# Assignment:
Please find every line in the entries below that contains the string "isSkeletonSchema", and copy it.

# Source data:
PR #22, opened 2023-07-31
fix(cb2-8819): send validation errors in response

shivangidas:
## Return validation errors for V3 Post and Patch endpoints

- Send a list of validation errors 
- prevent systemNumber and partialVin from updating through request

Related issue: [CB2-8819](https://dvsa.atlassian.net/browse/CB2-8819)

## Type of change

- [x] Bug fix (non-breaking change which fixes an issue)
- [x] Feature (non-breaking change which adds functionality)

## Checklist:


package.json
```diff
@@ -36,14 +36,15 @@
     "@aws-sdk/lib-dynamodb": "^3.341.0",
     "@aws-sdk/util-dynamodb": "^3.362.0",
     "@types/luxon": "^3.3.0",
+    "ajv": "^8.12.0",
```
gjulien-bjss, line 39: seems slightly annoying to pull in the `ajv` dependency for just some typing... Out of curiousity, does it work to import it as a dev dependency?

src/validators/recordCompleteness.ts
```diff
@@ -28,16 +28,16 @@ export function validateAndComputeRecordCompleteness(input: (TechRecordPut | Tec
 
 const validateSkeletonSchema = (input: (TechRecordPut | TechRecordGet), method: HttpMethod): boolean => {
   const isSkeletonSchema = identifySchema(input.techRecord_vehicleType as VehicleType, RecordCompleteness.SKELETON, method);
-  return isSkeletonSchema ? isValidObject(isSkeletonSchema, input) : false;
+  return isSkeletonSchema ? isValidObject(isSkeletonSchema, input) as boolean : false;
```
gjulien-bjss, line 31: why do you have to cast it as a boolean?
if what you want to check is a make a truthy/falsy value a boolean, use:
```suggestion
  return isSkeletonSchema ? !!isValidObject(isSkeletonSchema, input) : false;
```

shivangidas: isValidObject can return an error object if asked for [https://github.com/dvsa/cvs-type-definitions/blob/develop/schema-validator.ts#L12](https://github.com/dvsa/cvs-type-definitions/blob/develop/schema-validator.ts#L12 ), even though here it will always return boolean, typescript was crying about it

gjulien-bjss: fair enough, might try some typescript magic to make it so we don't have to do that

gjulien-bjss (approved):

# Answer area:
   const isSkeletonSchema = identifySchema(input.techRecord_vehicleType as VehicleType, RecordCompleteness.SKELETON, method);
-  return isSkeletonSchema ? isValidObject(isSkeletonSchema, input) : false;
+  return isSkeletonSchema ? isValidObject(isSkeletonSchema, input) as boolean : false;
  return isSkeletonSchema ? !!isValidObject(isSkeletonSchema, input) : false;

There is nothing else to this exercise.